E3 07: LittleBigPlanet Creation Tools Preview

When Sony unveiled Media Molecule's LittleBigPlanet during this year's Game Developers Conference, it seemed to be one of the first signs of the company getting its proverbial shit together with its current home console. Seeing the newly designed creation tools in the latest version of the title at Sony's setup in E3, I still think the game is the best thing Kaz and Co. have sponsored thus far.

In our previous coverage, we went hands on with LittleBigPlanet without any of the creative tomfoolery available to us. It was still heartwarmingly fun and unbearably cute, but didn't give a real glimpse of the PlayStation 3 game's full potential. The E3 build beautifully implemented a content creation system into the standard sidescrolling gameplay, making building custom contraptions as easy as frolicking through preformed levels.

Media Molecule put all the creation tools in an in-game pop-up menu aptly named the Popit system. Hitting the square button brings up the glowing Popit menu above your tiny potato sack character. Selecting items to place in the Popit menu puts the item inside the neon lasso border of the menu, allowing you to place your plucked piece anywhere on screen. Though the options weren't finalized, the build allowed you to select items to customize your character's appearance, world objects for adding physical structures, and stickers for changing the look of your world.

The character tools and stickers are fairly self-explanatory. You can give your avatar a skeleton outfit, a samurai hat, vampire teeth or any number of other smile-inducing outfits. Stickers of artsy ocean waves, flowers or other designs can be placed on any flat surface and scaled as big or small as you like.

The tools giving you the power to add physical elements to your LittleBigPlayplace are incredibly intuitive and user-friendly, and obviously the most exciting of the available options. I can easily see people who have never been into user-created content picking up this game and designing the hell out of level after level.

Beanbag-shaped cubes, cardboard boxes, and rounded objects of all shapes can be scaled to any size and placed anywhere in a stage. To make a staircase for you and your playmates, you can simply place successive square objects together, with each new object shifted up from the previous one. The items will magically meld together, creating one large structure. To make more complicated constructions, you can make use of the "antimatter" items, essentially eraser tools. These items allow you to take chunks out of pre-placed structures, so a large box might be hollowed out with a spherical antimatter shape to make a half-pipe-like structure. Custom shapes can be saved or copied to easily reproduce them later.

For expanding levels into the foreground, fastener items can be used to make your creations stick together with varying freedoms of movement. The glue tool melds objects together in the third dimension--the z-plane, if you prefer (and are a nerd). So if you already placed a big fat box in a level, you can place a glob of glue on it and a smaller object on top of the glue to make a platform jutting out from the box into the foreground. Remember, this game is a sidescroller, but levels still have some degree of depth.

The other fastener items I saw were bolts, which work the same as glue but allow free rotation around their axes. A sample level I played had a few dozen pinwheel-shaped objects on bolts that I could grab and swing around on--it was like a big pachinko machine with my floaty funbag as the ball.

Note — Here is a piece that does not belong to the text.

PR #1740, opened 2017-03-28
strptime.py: small code review and performance optimization

sebres:
- get some properties on demand, etc.
- important by many parasitic entries with date-time (resp. large log files traffic)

As an example of what players can do with these tools, LittleBigPlanet executive producer Siobhan Reddy designed a tank for me from wood, glue, and spools attached by mechanical bolts. These bolts are the same as the normal ones, except that they rotate forward automatically. It was terribly fun, but as I watched our little explorers bravely riding atop the tank over increasingly rough terrain, I couldn't help but wonder where we were going. Still being an early build, Media Molecule hadn't yet designed a way to implement objectives into user-made levels. Not that just fooling around in created content wasn't fun, but the added dimension of having a set goal will certainly give players more options. Reddy told me a multifunctional system for keeping track of "scores" or just completing levels would be built into the creation system before long, and I'm eager to see what they have in store.

Media Molecule's LittleBigPlanet is expected as a retail release in early 2008, with a downloadable demo slated to be available from the online PlayStation Store this fall.